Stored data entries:

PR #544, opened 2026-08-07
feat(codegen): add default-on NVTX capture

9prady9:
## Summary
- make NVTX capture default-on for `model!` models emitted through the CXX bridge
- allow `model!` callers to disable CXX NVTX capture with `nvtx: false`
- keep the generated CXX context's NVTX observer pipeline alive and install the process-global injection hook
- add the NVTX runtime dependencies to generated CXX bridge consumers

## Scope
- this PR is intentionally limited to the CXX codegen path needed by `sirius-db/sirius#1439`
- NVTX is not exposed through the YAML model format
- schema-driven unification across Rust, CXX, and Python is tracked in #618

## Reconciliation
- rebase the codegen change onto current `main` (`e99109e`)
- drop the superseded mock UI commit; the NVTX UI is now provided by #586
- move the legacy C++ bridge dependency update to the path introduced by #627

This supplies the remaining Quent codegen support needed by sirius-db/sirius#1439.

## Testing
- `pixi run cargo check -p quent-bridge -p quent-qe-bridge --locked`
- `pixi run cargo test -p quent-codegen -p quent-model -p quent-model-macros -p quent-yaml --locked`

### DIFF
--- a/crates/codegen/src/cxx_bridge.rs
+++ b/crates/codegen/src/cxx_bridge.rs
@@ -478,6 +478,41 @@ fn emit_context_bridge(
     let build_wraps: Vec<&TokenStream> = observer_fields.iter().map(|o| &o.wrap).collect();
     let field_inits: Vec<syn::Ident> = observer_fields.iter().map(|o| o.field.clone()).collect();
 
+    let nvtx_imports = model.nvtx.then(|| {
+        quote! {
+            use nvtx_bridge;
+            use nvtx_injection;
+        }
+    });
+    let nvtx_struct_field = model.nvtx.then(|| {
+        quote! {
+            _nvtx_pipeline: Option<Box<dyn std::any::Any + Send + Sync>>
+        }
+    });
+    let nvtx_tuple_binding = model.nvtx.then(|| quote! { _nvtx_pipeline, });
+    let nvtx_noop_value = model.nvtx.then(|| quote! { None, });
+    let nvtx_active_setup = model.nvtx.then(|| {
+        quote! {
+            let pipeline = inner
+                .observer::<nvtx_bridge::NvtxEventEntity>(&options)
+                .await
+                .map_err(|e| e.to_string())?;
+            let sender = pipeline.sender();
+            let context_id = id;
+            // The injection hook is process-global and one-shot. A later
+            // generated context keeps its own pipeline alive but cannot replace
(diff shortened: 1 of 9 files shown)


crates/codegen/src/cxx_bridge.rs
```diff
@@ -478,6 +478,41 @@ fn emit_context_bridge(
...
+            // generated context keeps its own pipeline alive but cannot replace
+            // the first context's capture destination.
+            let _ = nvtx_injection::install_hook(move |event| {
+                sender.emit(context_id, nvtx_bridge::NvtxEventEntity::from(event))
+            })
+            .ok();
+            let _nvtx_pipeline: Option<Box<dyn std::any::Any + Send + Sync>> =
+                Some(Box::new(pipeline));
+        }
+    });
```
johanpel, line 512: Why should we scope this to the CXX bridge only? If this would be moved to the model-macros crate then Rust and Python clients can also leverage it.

→ **Work to complete**
Wherever the word "capture" occurs in the data above, copy the line it sits in.

→ **Result**
feat(codegen): add default-on NVTX capture
- make NVTX capture default-on for `model!` models emitted through the CXX bridge
- allow `model!` callers to disable CXX NVTX capture with `nvtx: false`
+            // the first context's capture destination.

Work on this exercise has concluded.